As Newbigin points out in Foolishness to the Greeks, the Gospel is never without a cultural context. We cannot speak of “the Gospel” in abstract. Because all of life is embedded in culture and because our culture shapes the way we see and understand the world, we can only speak of the Gospel as it is articulated within different cultures or languages. Thus in a neighborhood like Squirrel Hill, the Gospel is manifest in different ways in each of the different cultures where a Christian community exists: there’s the white-middle-class-academic-Gospel, the Russian-immigrant-Gospel, the messianic-Jewish-Gospel, the Korean-American-Gospel, the African-American-Gospel, and so on. This is good, because for the message of Jesus to be understood, it must be fully translated into and articulated within each cultural context.
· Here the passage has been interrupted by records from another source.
Issue #2560, opened 2022-10-10
Implement codegen configuration for field merging


pm-dev:
## Bug report

My team was excited to upgrade to the 1.0 release (thanks for all the hard work), unfortunately we've been unable to get codegen to work. Pre-v1.0 we used `ApolloCLI` from `ApolloCodegenLib` to shell out to the js codegen tool and it would take ~5 seconds to complete. After updating to 1.0 and swift-native codegen, we're able to compile and run, but codegen never finishes. It's able to find our schema and .graphql queries, and about half our queries (20 or so) are generated immediately, but then codegen starts to take minutes per query and the memory the process is using grows to multiple GBs.

## Versions

Please fill in the versions you're currently using: 

- `apollo-ios` SDK version: 1.0
- Xcode version: 14.0
- Swift version: 5.7
- Package manager: SPM

## Steps to reproduce

I would gladly provide our schema and queries if there was a confidential way to share those files so we could debug this together. 

I've tried playing around with the configuration a bit to see if any of these options make a difference, but no luck. Here's an example of what it looks like:
```swift
    let configuration = ApolloCodegenConfiguration(
        schemaName: "GraphQLTypes",
        input: ApolloCodegenConfiguration.FileInput(
            schemaPath: schemaFileURL.relativePath,
            operationSearchPaths: [
                projectDirectoryURL.relativePath + "/iOS/**/*.graphql",
                projectDirectoryURL.relativePath + "/iOS/**/*.graphql"
            ]
        ),
        output: ApolloCodegenConfiguration.FileOutput(
            schemaTypes: ApolloCodegenConfiguration.SchemaTypesFileOutput(
                path: projectDirectoryURL.relativePath + "/iOS/Libraries/GraphQL/GraphQLTypes/Generated Types",
                moduleType: .swiftPackageManager
            ),
            operations: .inSchemaModule,
            testMocks: .none,
            operationIdentifiersPath: operationsURL.relativePath
        ),
        options: ApolloCodegenConfiguration.OutputOptions(
            queryStringLiteralFormat: .multiline,
            deprecatedEnumCases: .include,
            schemaDocumentation: .include,
            apqs: .persistedOperationsOnly,
            cocoapodsCompatibleImportStatements: false,
            warningsOnDeprecatedUsage: .include,
            pruneGeneratedFiles: true
        )
    )
    try ApolloCodegen.build(with: configuration, withRootURL: workspaceRootURL)
```

[...]

PR #2761, opened 2023-01-09
January 2023 roadmap update

bignimbus:
Happy New Year!

Most of this was copied or adapted from https://github.com/apollographql/apollo-ios/issues/2560#issuecomment-1373317272.


calvincestari (approved):
I'm happy adding this, good transparency. @AnthonyMDev - anything changes you had in mind since first writing this list?

AnthonyMDev (commented):
We should also add something stating we will be working in parallel on `@defer` support!

calvincestari:
While we're editing this file should we remove the "Future" section? It's so far off I don't think it's even worth talking about at the moment and there's many other things that should be in that list too if we want to keep it around.

calvincestari (approved):
Good to go!

PR #2762, opened 2023-01-09
fix: Typename collisions in generated test mocks

### LINKED ISSUE #2719: Naming collision with DocumentType in generated mock code
## Bug report

This is similar to https://github.com/apollographql/apollo-ios/issues/2708 but it only concerns mocks, so it seemed worth treating as a separate issue.

I have a enum type `DocumentType` that conflicts with `ApolloAPI.DocumentType` in generated mock code.
Would it be possible to prefix generated types in mocks with the schemaName they're living in to resolve ambiguity?

## Versions

- Xcode version: 14.1
- Swift version: 5.7
- Package manager: Swift Package Manager

## Steps to reproduce

To reproduce this you will have to use a scheme that defines `DocumentType` as an enum type.

## Further details

Screen Shot 2022-12-09 at 6 02 50 PM

https://github.com/apollographql/apollo-ios/pull/2679 seemed to fix this issue for the main generated code, but I'm still experiencing this issue for generated mocks.
If I manually specify the type as coming from my generated package - `GQLTypes`, I can get the mocks compiling successfully:
```swift
public struct MockFields {
    @Field<GraphQLEnum<GQLTypes.DocumentType>>("documentType") public var documentType
}
```

calvincestari:
Fixes #2719 

* Refactors test mock field rendering to use the functions from #2757 
* All schema referenced types within test mocks now use a fully qualified namespace

### DIFF
--- a/Sources/ApolloCodegenLib/Templates/RenderingHelpers/GraphQLType+Rendered.swift
+++ b/Sources/ApolloCodegenLib/Templates/RenderingHelpers/GraphQLType+Rendered.swift
@@ -59,46 +59,12 @@ extension GraphQLType {
     replacingNamedTypeWith newTypeName: String? = nil,
     config: ApolloCodegenConfiguration
   ) -> String {
-
-    lazy var schemaModuleName: String = {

We’re still missing something, though, because once the Gospel becomes embedded in our own culture, we end up with a Jesus who may look too much like ourselves. While contextualization is necessary for communication, we risk misunderstanding the Gospel, or ending up with a truncated understanding of it (such as the reductionistic message often preached by white evangelical American churches). But if the Gospel is incarnate in every one of these different cultures, then each culture can proclaim the Gospel to each other culture in a way that enriches and strengthens each culture. To quote Newbigin: “Each side, perceiving Christ through the spectacle of one culture, can help the other to see how much the vision has been blurred or distorted” (Foolishness to the Greeks; Eerdmans 1986 p. 9). This means that we need each other to sharpen and correct each other’s understandings of the Gospel. Our understanding, and thus our proclamation, of the Gospel is partial, broken, fragmentary, and in need of exposure to the Gospel incarnate in every other culture for healing and correction of the very message we preach.
I think this perspective is important to have for two reasons as we strive toward becoming a multi-ethnic church. First, it places the focus on Jesus rather than on ourselves or on cultural differences which could otherwise be objectified and stereotyped. We seek this because we seek Jesus – not because we seek to justify ourselves, or be do-gooders, or rectify our white-guilt. We seek the Risen Christ at work among all peoples of this earth so that the Risen Christ would be glorified. Second, it requires humility. True reconciliation between cultures can’t be forced. It won’t come out of arrogance or pushiness, but postures of confession, contrition, and honest humility may open us up to reconciliation. To seek to understand the Gospel more fully through encountering it in another culture requires teach-ability – a willingness to not be the expert, to be humble, to place oneself in a posture of confessing our need for understanding.